With nothing added or left out, output the listing that follows.

The data
+++
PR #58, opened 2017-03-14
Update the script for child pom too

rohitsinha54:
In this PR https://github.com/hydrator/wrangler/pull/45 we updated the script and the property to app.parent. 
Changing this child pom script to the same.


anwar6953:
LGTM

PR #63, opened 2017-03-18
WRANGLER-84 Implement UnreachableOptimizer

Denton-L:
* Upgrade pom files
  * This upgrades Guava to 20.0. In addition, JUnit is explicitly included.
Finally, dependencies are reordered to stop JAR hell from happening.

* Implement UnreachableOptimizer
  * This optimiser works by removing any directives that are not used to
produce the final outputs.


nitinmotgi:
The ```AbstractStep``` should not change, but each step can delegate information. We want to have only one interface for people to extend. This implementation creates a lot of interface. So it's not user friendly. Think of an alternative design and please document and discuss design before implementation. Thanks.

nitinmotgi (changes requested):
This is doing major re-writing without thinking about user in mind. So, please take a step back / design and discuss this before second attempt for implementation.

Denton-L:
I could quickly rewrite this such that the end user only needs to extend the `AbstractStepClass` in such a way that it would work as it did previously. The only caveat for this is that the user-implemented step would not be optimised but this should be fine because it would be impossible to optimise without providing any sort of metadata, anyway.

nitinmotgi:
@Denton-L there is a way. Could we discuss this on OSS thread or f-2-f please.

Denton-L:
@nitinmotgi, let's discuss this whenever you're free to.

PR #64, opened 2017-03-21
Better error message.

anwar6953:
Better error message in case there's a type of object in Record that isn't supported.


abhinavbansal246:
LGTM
+++
Your response
PR #58, opened 2017-03-14
Update the script for child pom too

rohitsinha54:
In this PR https://github.com/hydrator/wrangler/pull/45 we updated the script and the property to app.parent. 
Changing this child pom script to the same.


anwar6953:
LGTM

PR #63, opened 2017-03-18
WRANGLER-84 Implement UnreachableOptimizer

Denton-L:
* Upgrade pom files
  * This upgrades Guava to 20.0. In addition, JUnit is explicitly included.
Finally, dependencies are reordered to stop JAR hell from happening.

* Implement UnreachableOptimizer
  * This optimiser works by removing any directives that are not used to
produce the final outputs.


nitinmotgi:
The ```AbstractStep``` should not change, but each step can delegate information. We want to have only one interface for people to extend. This implementation creates a lot of interface. So it's not user friendly. Think of an alternative design and please document and discuss design before implementation. Thanks.

nitinmotgi (changes requested):
This is doing major re-writing without thinking about user in mind. So, please take a step back / design and discuss this before second attempt for implementation.

Denton-L:
I could quickly rewrite this such that the end user only needs to extend the `AbstractStepClass` in such a way that it would work as it did previously. The only caveat for this is that the user-implemented step would not be optimised but this should be fine because it would be impossible to optimise without providing any sort of metadata, anyway.

nitinmotgi:
@Denton-L there is a way. Could we discuss this on OSS thread or f-2-f please.

Denton-L:
@nitinmotgi, let's discuss this whenever you're free to.

PR #64, opened 2017-03-21
Better error message.

anwar6953:
Better error message in case there's a type of object in Record that isn't supported.


abhinavbansal246:
LGTM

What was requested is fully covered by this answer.